These are the key concepts you need to understand to accurately answer the question.

independent samples t-test

An independent samples t-test compares the means of two independent groups to determine if there is a statistically significant difference between them. This test assumes that the two samples are independent and are drawn from normally distributed populations. In our problem with coin weights, we're comparing the weights of pre-1964 quarters with post-1964 quarters. We use the t-test to evaluate whether the difference in means is due to random chance or a true difference.
This specific t-test does not assume equal variances between the groups, which makes it suitable for our data where the standard deviations of the two groups differ.
It involves:

• Calculating the test statistic using the formula for independent samples.
• Determining the degrees of freedom using a more complex formula when variances are unequal.
• Finding the critical t-value for a given significance level.
• Comparing the test statistic to the critical value to make a decision about the hypotheses.

confidence interval

A confidence interval provides a range of values within which we are reasonably certain the true population parameter lies. In hypothesis testing, a 95% confidence interval means that if we were to take 100 different samples and compute a confidence interval for each, approximately 95 of them would contain the true mean difference.
To construct a confidence interval for the difference in means:

• Calculate the point estimate, which is the difference in sample means.
• Determine the margin of error using the critical t-value and standard error.
• Add and subtract the margin of error from the point estimate to get the interval.

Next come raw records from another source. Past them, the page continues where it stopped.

PR #1513, opened 2023-03-23
📖 Docs: Update link to NetworkParam codebase.

dalees:

The existing link to NetworkParam struct in Network Filters documentation section is broken, as there is no v1beta1 path in the codebase.

We could consider permalink - but likely to get outdated.

**TODOs**:

- [ x] squashed commits
- if necessary:
  - [ x] includes documentation
  - [ ] adds unit tests

### DIFF
--- a/docs/book/src/clusteropenstack/configuration.md
+++ b/docs/book/src/clusteropenstack/configuration.md
@@ -279,7 +279,7 @@ openstack loadbalancer listener unset --allowed-cidrs <listener ID>
 
 ## Network Filters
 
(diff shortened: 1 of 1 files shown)


dulek:
Hm, it's strongly sub-optimal to update the reference each time we create a new API version. I would just add JSON structure of the filter with an example instead.

mdbooth:
Note that I'm in the process of removing NetworkParam from the API in v1alpha7!

Please use ports instead.

dalees:
Closing, this isn't the right change, and `NetworkParam` is being removed.

Thank you to the reviewers for the feedback.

In the coin weight problem, we calculated a confidence interval for the difference between pre-1964 and post-1964 quarters' weights, giving us a range where the true mean difference likely falls.

degrees of freedom

Degrees of freedom (df) refer to the number of independent values or quantities which can be assigned to a statistical distribution. They are crucial in determining the critical value of t for hypothesis testing.
When working with two samples and not assuming equal variances, degrees of freedom are calculated using the formula:
\[ df = \frac{\left( \frac{s_1^2}{n_1} + \frac{s_2^2}{n_2} \right)^2}{\frac{(\frac{s_1^2}{n_1})^2}{n_1 - 1} + \frac{(\frac{s_2^2}{n_2})^2}{n_2 - 1}} \]
In our exercise, after substituting the values, we found the degrees of freedom to be approximately 76.
Degrees of freedom help us find the correct critical t-value from the t-distribution table for our hypothesis test.

significance level

The significance level (\(\alpha\)) is the threshold for deciding whether a hypothesis test result is statistically significant. It's the probability of rejecting the null hypothesis when it is actually true (Type I error). Common values for \(\alpha\) are 0.05, 0.01, or 0.10.
In this problem, we use a 0.05 significance level. This means that we are willing to accept a 5% chance of incorrectly rejecting the null hypothesis.
If our calculated p-value is less than 0.05, we reject the null hypothesis. Conversely, if it is greater than 0.05, we fail to reject it.
The significance level thus acts as a decision rule that helps us determine the strength of our evidence.

vending machines and coin weight

The weight of coins is vital in the design and operation of vending machines, as they need to correctly identify and validate coins to function properly. Even slight differences in weight can potentially cause issues.
In our exercise, pre-1964 quarters were found to be heavier than post-1964 quarters. However, vending machines have a tolerance range to accommodate slight variations in coin weight. This tolerance range ensures that despite the small decrease in weight for post-1964 quarters, they are still recognized and accepted as valid quarters by vending machines.
Understanding this tolerance helps explain why vending machines are not significantly affected by the weight change, maintaining their functionality and reliability.